§ EXERCISE PROMPT
The expected answer is the set of lines in the data below between the line holding "- Mutation-checked (7): neutering" and the line holding "- Test-only: no", inclusive, written out exactly.

§ AVAILABLE RECORDS

PR #3848, opened 2026-08-05
#3674 Cover Enemy's forces, ignore filter and selection state with Vitest tests

### LINKED ISSUE #3674: JS tests: cover the map object layer (Phase 2 continuation of #3292)

Wotuu:
:robot: Part of #3674 (target **B** of the suggested split: `enemy.js`), alongside #3847 (target A).

Does **not** close #3674 — target C (`statemanager.js`) is still open.

## What this does

Adds `resources/assets/js/custom/models/enemy.state.test.js` — 75 tests over the parts of
`Enemy` the issue names: forces calculation, selection state, and the visual/popup state
transitions. The existing `enemy.test.js` covers the #3670 tooltip and #3703 popup regressions
only; this file deliberately does not repeat them.

- **`getEnemyForces()`** — the whole override precedence chain: shrouded and Zul'Gamux beat
  teeming, a teeming override beats the npc's teeming value, a plain override applies only off
  teeming, and a shrouded enemy without the Shrouded affix falls back to its npc value. Plus
  `setNpc()`'s forces bookkeeping and `_getPercentageString()` rounding.
- **`shouldBeIgnored()` / `shouldBeVisible()`** — awakened enemies linked to the last boss,
  each seasonal type against its affix, MDT placeholders, the `no_shrouded` swap, the Nathrezim
  Infiltrator / Zul'Gamux special case (and that a *regular* enemy marked shrouded stays visible
  without the affix — the MDT-mapping fix), dungeon difficulty, critters, and MDT enemies.
  Includes which of these the mapping editor bails out of, and that the MDT check deliberately
  does not.
- **selection state** — `isSelectable()`'s dependence on the visual, kill zone attach/detach
  signalling (including that re-setting the same id does not signal a detach), overpull and
  obsolete signalling, and the popup bind/unbind transitions driven by `map:mapstatechanged`.
- **NPC classification** — including that a rare (`classification_id` 5) also satisfies
  `isBossNpc()` (`>= 3`) and therefore counts as `isImportant()`. Pinned deliberately: it decides
  what stays visible.

## Notes for the reviewer

- **No source change.** `enemy.js` already carries the guarded UMD export footer from #3670.
- The fake state exposes a single `mappingEditor` knob that drives `isMapAdmin()`, the map context
  type, `hasAffix()` and `getTeeming()` together, because in production they move together:
  `StateManager#isMapAdmin()` is `this._mapContext instanceof MapContextMappingVersionEdit`, and
  `MapContextMappingVersion` hard-codes `hasAffix()`/`getTeeming()` to `true` ("when mapping a
  dungeon assume we have all affixes"). Independent knobs would let a test assert an editor state
  the app can never be in. The stub `extends` chain mirrors the real one for the same reason.
- **Zul'Gamux**: `shouldBeIgnored()`'s shrouded special case names `NPC_ID_ZUL_GAMUX`, but it is
  gated on `seasonal_type === 'shrouded'` — and every seeded npc 190128 row carries
  `shrouded_zul_gamux`, so that arm is unreachable for it. The test pins what actually happens
  (a Zul'Gamux stays visible without the affix, and `getEnemyForces()` falls back to its npc
  value) rather than the unreachable intent. Whether the mapping or the check is wrong is a
  question for @Wotuu — deliberately not changed here.
- `makeEnemy()` seeds `enemy_forces_override`/`_teeming` to `null` because in production those
  come from `MapObject#_setDefaults()`, which the stubbed base class does not run — `undefined`
  would take the override branch and make the fake *stricter* than the real class.

## Verification

- `npm test` — 40 files / 444 tests green (92 new).
- Mutation-checked (7): neutering `isShrouded()` in the forces chain, removing the mapping-editor
  bail-out, always signalling `killzone:detached`, re-adding the `isPopupEnabled` guard on disable,
  dropping the critter check, turning the dungeon-difficulty early return into a fall-through, and
  disabling the plain-override branch — each fails at least one test.
- Test-only: no rendered output changed, so no visual verification.

### DIFF
--- a/resources/assets/js/custom/models/enemy.state.test.js
+++ b/resources/assets/js/custom/models/enemy.state.test.js
@@ -38,9 +38,16 @@ global.KillZone = class KillZone {
         this.id = id;
     }
 };
-global.MapContextDungeonRoute = class MapContextDungeonRoute {
+// The real chain is MapContextMappingVersionEdit -> MapContextMappingVersion -> MapContext, with
+// MapContextDungeonRoute a SIBLING branch off MapContext - the mapping editor's context is not a
+// dungeon route context. Enemy#getVisualData() branches on exactly that distinction.
+global.MapContext = class MapContext {
 };
-global.MapContextMappingVersionEdit = class MapContextMappingVersionEdit extends global.MapContextDungeonRoute {
+global.MapContextDungeonRoute = class MapContextDungeonRoute extends global.MapContext {
+};
+global.MapContextMappingVersion = class MapContextMappingVersion extends global.MapContext {
+};
+global.MapContextMappingVersionEdit = class MapContextMappingVersionEdit extends global.MapContextMappingVersion {
 };
 
 // 1d. Constants referenced as bare globals, with their real values from constants.js.
@@ -67,7 +74,8 @@ global.NPC_TYPE_CRITTER = 3;
 global.NPC_ID_NATHREZIM_INFILTRATOR = 189878;
 global.NPC_ID_ZUL_GAMUX = 190128;
 // Awakened/Prideful NPC ids are hardcoded in enemy.js itself, mirrored here for readability.
-const NPC_ID_AWAKENED_OBELISK = 161124;
+const NPC_IDS_AWAKENED = [161124, 161241, 161244, 161243];
+const NPC_ID_AWAKENED_OBELISK = NPC_IDS_AWAKENED[0];
 const NPC_ID_PRIDEFUL = 173729;
 
 // 1e. Lightweight base class standing in for VersionableMapObject -> MapObject, providing only
@@ -106,12 +114,28 @@ global.VersionableMapObject = class VersionableMapObject {
         return true;
     }
 
+    // Mirrors MapObject#_assignPopup, guard included: it only binds on an editable map object of an
+    // editable map. Enemy#isEditable() returns false, so a plain enemy never gets a popup bound -
+    // dropping that guard here would let a test assert a bind production never performs.
     _assignPopup(layer = null) {
         const targetLayer = layer === null ? this.layer : layer;
 
         if (targetLayer !== null) {
-            targetLayer.bindPopup('<div>popup</div>', {});
+            targetLayer.off('popupopen');
+            targetLayer.unbindPopup();
+
+            if (this.map.options.edit && this.isEditable() && this.isEditableByPopup()) {
+                targetLayer.bindPopup('<div>popup</div>', {});
+            }
         }
+    }
+
+    isEditable() {
+        return true;
+    }
+
+    isEditableByPopup() {
+        return true;
     }
 
     unbindTooltip() {
@@ -170,8 +194,12 @@ function setFakeState({
         unregister: () => {
         },
         getAuras: () => [],
-        getTeeming: () => teeming,
-        hasAffix: (affix) => affixes.includes(affix),
+        // MapContextMappingVersion hard-codes both of these ("when mapping a dungeon assume we have
+        // all affixes so things show up properly"), so the editor cannot be short an affix or
+        // non-teeming. Honouring that here keeps the caller's affixes/teeming from describing a
+        // state the editor can never be in.
+        getTeeming: () => mappingEditor || teeming,
+        hasAffix: (affix) => mappingEditor || affixes.includes(affix),
         getEnemyForcesShrouded: () => enemyForcesShrouded,
         getEnemyForcesShroudedZulGamux: () => enemyForcesShroudedZulGamux,
         getDungeonDifficulty: () => dungeonDifficulty,
@@ -232,18 +260,19 @@ function makeFakeLayer() {
  * @param {Object} options.killZonesById Kill zones resolvable by id.
  * @returns {Object}
  */
-function makeFakeMap({mapState = null, enemyForcesRequired = 100, killZonesById = {}} = {}) {
+function makeFakeMap({mapState = null, edit = false, enemyForcesRequired = 100, killZonesById = {}} = {}) {
     const listeners = {};
+    let currentMapState = mapState;
 
     return {
-        options: {edit: false},
+        options: {edit},
         listeners,
         register(name, listener, fn) {
             (listeners[name] = listeners[name] ?? []).push(fn);
         },
         unregister() {
         },
-        getMapState: () => mapState,
+        getMapState: () => currentMapState,
         enemyForcesManager: {
             getEnemyForcesRequired: () => enemyForcesRequired,
         },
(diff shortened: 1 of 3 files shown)


Wotuu:

Dispatched to a fresh-context reviewer (no shared context with the implementing session). All six are addressed in cc330b4c6:

1. **The popup fakes bound a popup the real code never binds** — `MapObject#_assignPopup()` only binds when the map is editable *and* the object says it is, and `Enemy#isEditable()` returns `false`. The stub dropped that guard, so two tests asserted a bind production never performs. Guard mirrored; transitions now go through a `setMapState()` that swaps the state *before* notifying (as `DungeonMap` does), so a listener calling back into `getMapState()` sees a consistent world; the duplicated-with-`enemy.test.js` cases are gone, replaced by one proving a plain enemy never gets a popup.
2. **Zul'Gamux was driven with a `seasonal_type` it never carries** — every seeded npc 190128 row is `shrouded_zul_gamux`, and the special case is gated on `'shrouded'`, so that arm is unreachable for it. Now pins the real behaviour and flags the discrepancy in the MR body rather than asserting the intent.
3. **Map context fake fidelity** — `MapContextMappingVersion` hard-codes `hasAffix()`/`getTeeming()` to `true`, and `MapContextMappingVersionEdit` descends from it, not from `MapContextDungeonRoute`. The editor could therefore be modelled as short an affix, which it can never be. Both fixed, hierarchy included.
4. **The override-seeding rationale was wrong** — neither override declares an Attribute `default:`, so `_setDefaults()` skips them; they are `null` because the server sends them and `loadRemoteMapObject()` assigns them. Comment corrected (it is the template future model tests will copy).
5. **Coverage gaps in the precedence chains** — added: a plain override on a teeming map, Zul'Gamux forces without the affix, a critter shadowed by a matching dungeon difficulty (the early `return` hides the critter check), and all four awakened npc ids.
6. **Convention** — split the tests that ran two condition→assert cycles under a one-outcome name, and added the Arrange/Act/Assert comments the sibling file uses.

Verified after the fixes: `npm test` 40 files / 444 tests green (75 → 92 in this file); 7 mutations re-run, all killed.

resources/assets/js/custom/models/enemy.state.test.js
```diff
@@ -0,0 +1,1069 @@
...
+ */
+function makeNpc({id = 1, enemyForces = 10, enemyForcesTeeming = null, classificationId = 1, npcTypeId = 1} = {}) {
+    return {
+        id,
+        name: 'Murkbrine Shorerunner',
+        classification_id: classificationId,
+        npc_type_id: npcTypeId,
+        enemy_forces: {enemy_forces: enemyForces, enemy_forces_teeming: enemyForcesTeeming},
+    };
+}
```
Wotuu, line 341: There's about 300 lines of setup here, and some of the functions I've already seen before in other tests. It's up to you, since I think you manage these tests more than I do. I only really read the test names and see if the test makes sense and if it adds to the coverage. I don't read the test body per se, but is it an idea to move some of this test setup into shared files? Maybe it's not. It's up to you, but that's just a thought I had.

resources/assets/js/custom/models/enemy.state.test.js
```diff
@@ -0,0 +1,1069 @@
...
+        expect(makeEnemy({npc: null}).getEnemyForces()).toBe(0);
+    });
+
+    test('getEnemyForces_givenAnNpcWithoutEnemyForces_returnsZero', () => {
+        setFakeState();
+
+        expect(makeEnemy({npc: {id: 1, enemy_forces: null}}).getEnemyForces()).toBe(0);
+    });
+
+    test('getEnemyForces_givenAPlainEnemy_returnsTheNpcForces', () => {
```
Wotuu: What does a plain enemy mean? Do you just mean a regular enemy that has an NPC assigned? A plain enemy is not a term that's used anywhere.

resources/assets/js/custom/models/enemy.state.test.js
Wotuu: :robot: Looked into it. The ~300 lines are the "global-script model recipe" (documented at the top of killzone.test.js): stub the globals `enemy.js` touches at load time, then hand the class fake collaborators.

I checked `enemy.test.js`, `killzone.test.js`, `mapobject.test.js` and `enemyforcescheckpoint.test.js` for real overlap rather than just similarly-named helpers:
- `makeNpc()` — unique to this file, no duplicate anywhere.
- `makeFakeLayer()` / `makeFakeMap()` / `setFakeState()` — same names reused across files, but each is shaped for that suite's specific regression (e.g. `enemy.test.js`'s layer models the exact `getTooltip()` undefined-vs-null asymmetry that #3670 is about; this file's tracks popup bind/unbind counts instead). Unifying them would mean one union-of-everything fake, which is worse than several small, purpose-built ones.
- The genuinely near-identical bit is the `global.L` Leaflet stub (`divIcon`/`Marker.extend`/`Draw.Marker.extend`/`Draw.Feature.prototype.initialize`), duplicated ~8-10 lines across three files, plus a couple of 1-2 line globals (`MapState`/`EditMapState`, `$.extend`).

Decided not to extract: it is only ~15-25 total duplicated lines, `resources/assets/js/test/setup.js` already exists as "the single place to add a new global stub" with an explicit "keep minimal, override locally" charter, and the files that would need touching (enemy.test.js, killzone.test.js, mapobject.test.js) are all already merged from earlier PRs, so pulling them into this one is a bigger footprint than the line count justifies. Happy to revisit if it starts adding up across more test files.

resources/assets/js/custom/models/enemy.state.test.js
Wotuu: :robot: Yes — an enemy backed by an npc with enemy forces set, no `enemy_forces_override`/`enemy_forces_override_teeming`, and no seasonal type: the baseline case for `getEnemyForces()`. Renamed to `getEnemyForces_givenAnNpcWithEnemyForces_returnsTheNpcForces`, which pairs with the neighbouring `givenAnNpcWithoutEnemyForces_returnsZero` test right above it.

"Plain enemy" turned out to be doing double duty in this file for a second, unrelated concept - a base `Enemy` as opposed to an `AdminEnemy` (`Enemy#isEditable()` always returns `false`; `AdminEnemy#isEditable()` returns `!this.is_mdt`). Reworded those two comments (lines 118 and 925) to spell that out instead.

Also found the same term in two already-merged sibling files with yet another meaning (an enemy with no special classification - not prideful/awakened/linked to the last boss), so swept those too: `enemy.test.js` and `killzone.test.js`.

§ RESPONSE TO THE EXERCISE
- Mutation-checked (7): neutering `isShrouded()` in the forces chain, removing the mapping-editor
  bail-out, always signalling `killzone:detached`, re-adding the `isPopupEnabled` guard on disable,
  dropping the critter check, turning the dungeon-difficulty early return into a fall-through, and
  disabling the plain-override branch — each fails at least one test.
- Test-only: no rendered output changed, so no visual verification.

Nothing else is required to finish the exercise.